# How to improve a low ceiling room



## Anita Turley (Dec 6, 2006)

My house has 7' ceilings. It has been suggested that I use crown molding or rich colors with a faux finish. The room tends to be a little dark on it's own and I do not want to contribute to the lack of ceiling height and darkness. HELP!!:huh:


----------



## redline (Mar 5, 2006)

Is this a suspended tile ceiling or does it have drywall?


----------



## Christopher (Dec 7, 2006)

Anita,

I would suggest that crown molding will actually close the ceiling in, making it seem lower.

Absolute recommendation: use the flattest paint you can buy, no sheen. Even egg-shell has sheen so don't use it on the ceiling.

Second recommendation: brightest white color.

I realize that the above recommendations may be what you now have. A flat white finish should give the highest appearance to a low ceiling.

Just my "two cents".

...Christopher


----------



## yummy mummy (Sep 11, 2006)

*Anita*

I once heard that if you extend the colour of the ceiling down the wall approximately, 5 inches then start your wall colour after that.

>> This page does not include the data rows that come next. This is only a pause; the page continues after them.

PR #282, opened 2023-04-07
Cgroup2: Remove lingering cgroups after tests

dcantah:
There was a couple cgroup tests that wouldn't cleanup after themselves. This alters the names of these so they're more obvious and calls kill+removes the path if necessary.

### DIFF
--- a/cgroup2/manager_test.go
+++ b/cgroup2/manager_test.go
@@ -20,6 +20,7 @@ import (
 	"fmt"
 	"os"
 	"os/exec"
+	"syscall"
 	"testing"
 	"time"
 
@@ -140,6 +141,9 @@ func TestKill(t *testing.T) {
 	checkCgroupMode(t)
 	manager, err := NewManager(defaultCgroup2Path, "/test1", ToResources(&specs.LinuxResources{}))
 	require.NoError(t, err)
+	t.Cleanup(func() {
+		_ = manager.Delete()
+	})
 
 	var (
 		procs    []*exec.Cmd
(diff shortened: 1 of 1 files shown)


cgroup2/manager_test.go
```diff
@@ -194,21 +199,35 @@ func TestKill(t *testing.T) {
...
+	if err := cmd.Start(); err != nil {
+		t.Fatal(err)
+	}
+	proc := cmd.Process.Pid
 	if err := manager.AddProc(uint64(proc)); err != nil {
 		t.Error(err)
 		return
 	}
-	destination, err := NewManager(defaultCgroup2Path, "/test2", ToResources(&specs.LinuxResources{}))
+	destination, err := NewManager(defaultCgroup2Path, "/test-moveto-2", ToResources(&specs.LinuxResources{}))
```
manugupt1, line 222: nit: can we rename the paths as destination

cgroup2/manager_test.go
```diff
@@ -194,21 +199,35 @@ func TestKill(t *testing.T) {
...
 	checkCgroupMode(t)
-	manager, err := NewManager(defaultCgroup2Path, "/test1", ToResources(&specs.LinuxResources{}))
+
+	manager, err := NewManager(defaultCgroup2Path, "/test-moveto-1", ToResources(&specs.LinuxResources{}))
 	if err != nil {
 		t.Error(err)
 		return
 	}
-	proc := os.Getpid()
+	defer func() {
```
manugupt1, line 208: Can we use t.Cleanup
https://pkg.go.dev/testing#T.Cleanup

cgroup2/manager_test.go
```diff
@@ -230,8 +249,9 @@ func TestMoveTo(t *testing.T) {
 
 func TestCgroupType(t *testing.T) {
 	checkCgroupMode(t)
-	manager, err := NewManager(defaultCgroup2Path, "/test1", ToResources(&specs.LinuxResources{}))
+	manager, err := NewManager(defaultCgroup2Path, "/test-type", ToResources(&specs.LinuxResources{}))
 	require.NoError(t, err)
+	defer os.RemoveAll(manager.path)
```
manugupt1, line 254: same: can we use t.Cleanup

dcantah: ack, always forget this exists

cgroup2/manager_test.go
dcantah: You mean rename the destination variable NewManager returns or add destination somewhere in /test-moveto?

cgroup2/manager_test.go
```diff
@@ -194,21 +199,35 @@ func TestKill(t *testing.T) {
 
 func TestMoveTo(t *testing.T) {
 	checkCgroupMode(t)
-	manager, err := NewManager(defaultCgroup2Path, "/test1", ToResources(&specs.LinuxResources{}))
+
+	manager, err := NewManager(defaultCgroup2Path, "/test-moveto-1", ToResources(&specs.LinuxResources{}))
```
manugupt1, line 203:
```suggestion
	manager, err := NewManager(defaultCgroup2Path, "/src-cgroup", ToResources(&specs.LinuxResources{}))
```

cgroup2/manager_test.go
manugupt1:
```suggestion
	destination, err := NewManager(defaultCgroup2Path, "/dst-cgroup", ToResources(&specs.LinuxResources{}))
```

manugupt1: Soemthing like these to make the test clearer?

dcantah: I like having the test prefix and something denoting what test, as if there is another leak like this it's pretty easy to deduce where it came from.

dcantah: Although test-moveto-dst and test-moveto-src are fine with me

manugupt1 (approved):

estesp (approved):

kzys (approved):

I heard that this gives the illusion of a taller ceiling.

I have never tried it before, but I have heard this from an interior designer.


...........my 2 cents too.


----------



## billinak (Mar 16, 2005)

*Illusion Schmillusion*

I have 7' 2" ceilings painted with flat white ceiling paint and when it really comes down to it, there's nothing that's gonna make much of a difference. Then again no one comes to my house and says "My what low ceilings you have!" On the plus side, I never needed a ladder! I say just go with the white and save your time and money for another project


----------



## Anita Turley (Dec 6, 2006)

To elaborate on my original request, the walls will have the rich color, ceiling will be white and accompanied with crown molding. The room itself is quite large, just the ceilings are low. I noticed examples on TV have white ceilings and color on walls but I cannot tell how high the ceilings are.
Bt the way, thank you all for your 2 cents. ;-}


----------



## Anita Turley (Dec 6, 2006)

Drywall


----------



## clasact (Oct 21, 2006)

I have 7 footers also and just redid that roon I used cotrasting colors deep rich burgandy on the walls and almost a tan on the ceiling to match the tile floor it seamed tp give the room dept.Also no mold around the ceiling but put some nice oak trim around the windows and some stone work between the windows this all helped to pull yor eye away from the fact that the ceiling is low


----------



## Anita Turley (Dec 6, 2006)

Thank you clasact. You are just what the paint doctor ordered. I will take your suggestions and hopefully it will work just as well for me.

Again, Thanks!!!


----------



## clasact (Oct 21, 2006)

if i could figure out how to post a picture I would show you what i did but I am a little more handy with a hanner then a computer


----------



## Adonis (Dec 14, 2006)

Anita Turley said:


> My house has 7' ceilings. It has been suggested that I use crown molding or rich colors with a faux finish. The room tends to be a little dark on it's own and I do not want to contribute to the lack of ceiling height and darkness. HELP!!:huh:


 crown molding bring attention to the height of the walls, dark colors make the place dim

no crown molding and no colors, painting the walls and the ceiling the same color , Pure White would be the best, it will fool the eye and give you the feeling of larger room and higher ceiling


----------



## clasact (Oct 21, 2006)

*low ceilings*

Here is a pic of what I've done with my low ceilings.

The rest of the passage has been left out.